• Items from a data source
------------------------------

PR #247, opened 2019-02-11
Add routing generated benchmarks

jeanphilippeD:
The first commit move dump-graph code to dump_graph.rs so it can be modified cleanly in the next one.

The second commit handle gracefully peer ids with special character, and opaque payloads with special character and/or too long like they are when using dump-graphs from within routing tests.

The third commit add the generated tests and use the same consensus mode as routing to replay them correctly.

Benchmark results:
PublicIdname754598-054  57.224 ms
PublicIdname754598-110  93.113 ms
PublicIdname754598-111  4.9948 ms
PublicIdname93b63e-054  63.197 ms
PublicIdname93b63e-113  93.925 ms
PublicIdname93b63e-194  4.8683 ms


src/dump_graph.rs
```diff
@@ -895,6 +915,52 @@ mod detail {
             .collect()
     }
 
+    type DotObservationStore = BTreeMap<ObservationKey, DotObservation>;
```
madadam: Is the purpose of this type just to have pretty debug output of `ObservationStore`? If so, I think a better way would to create a borowing wrapper over `ObservationStore` (or just `Observation`) and just implement `Debug` for it. Something like:

```rust
struct ObservationDebug<'a>(&'a Observation);

impl<'a> Debug for ObservationDebug<'a> {
    fn fmt(&self, f: &mut Formatter) -> fmt::Result {
        match self.0 {
            // ...
            Observation::OpaquePayload(payload) => {
                // ...
            }
        }
    }
}
```

This would avoid unnecessary cloning and allocations. A precedent for this pattern is the `display` method on `std::path::Path`.

src/dump_graph.rs
```diff
@@ -895,6 +915,52 @@ mod detail {
...
+                Observation::Remove { peer_id, .. } => format!("Remove({:?})", peer_id),
+                Observation::Accusation { offender, malice } => {
+                    format!("Accusation {{ {:?}, {:?} }}", offender, malice)
+                }
+                Observation::OpaquePayload(payload) => {
+                    let max_length = 16;
+                    let mut payload_str = format!("{:?}", payload);
+                    if payload_str.len() > max_length {
+                        payload_str.truncate(max_length - 2);
+                        payload_str.push('.');
```
madadam: you can use `push_str("..")` instead of two `push`es.

src/dump_graph.rs
```diff
@@ -961,22 +992,29 @@ mod detail {
...
     }
 
-    fn short_peer_id_names(peer_ids: &PeerIndexMap<String>) -> PeerIndexMap<String> {
+    fn sanitize_peer_id<P: PublicId>(peer_id: &P) -> DotPeerId {
+        let value = sanitize_string(format!("{:?}", peer_id));
+        DotPeerId { value }
+    }
+
+    fn sanitize_string(mut value: String) -> String {
+        value.retain(|c| c.is_ascii() && c.is_alphanumeric());
```
madadam: Consider replacing non-ascii chars with a placeholder, say `?`.

src/dump_graph.rs
jeanphilippeD: I'm not sure it would be a performance win since we end up doing the formatting job again and again as we are displaying the observation again and again.

One of the benefit of storing the String directly is no template parameters, so it cleans up the code. Also it is not performance sensitive code since it is only in dump-graph code.

The reason we have Debug, is that debug was used before, and in particular we are writing out collection of stuff using the debug output (something that we may want to clean in the future).
Otherwise I could just use string, though there is a type safety benefit in using a wrapping object.

src/dump_graph.rs
jeanphilippeD: That would require the parser to handle non alpha numeric char, which I do not think it is worth it at this point.

src/dump_graph.rs
madadam: Although the performance argument might not be important here, I think what I'm suggesting would result in simpler code and fewer modification to the existing codebase (only the part where we actually print the observation would have to change). This isn't critical though, so feel free to leave it as is.

jeanphilippeD: Thanks, I think I will keep it then.

I started with something that looked a lot like what you proposed because it was closer to the original code, but as I was developing this version made it much easier to pass in additional arguments like the peer list of the observation key (that we still need here).

So while this flexibility is not as needed now because I'm not doing everything I originally did, I think this will be easier to maintain and adjust to our needs.

src/dump_graph.rs
jeanphilippeD: This was a copy paste from the original code.
I then modify it in latter commits and not use .. anymore since it is not alphanumeric.

jeanphilippeD:
rebased ontop of current state of #246.
Add a fixup comment with the change needed to the smoke_routing test.
Note: cannot run the test for consensus history on the new test case, because as for routing dump graph, the sanitized public ID map to a different Public/Private key than the original ones.

jeanphilippeD:
Rebased on top of master that in particular contains PR #235.
Resolve conflicts and regenerate .dot files.
Squashed the fixups.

------------------------------

• Your instructions
Could you give again exactly the lines from the line containing "Rebased on top" through the final line of the data above, and no others?

• Exercise output
Rebased on top of master that in particular contains PR #235.
Resolve conflicts and regenerate .dot files.
Squashed the fixups.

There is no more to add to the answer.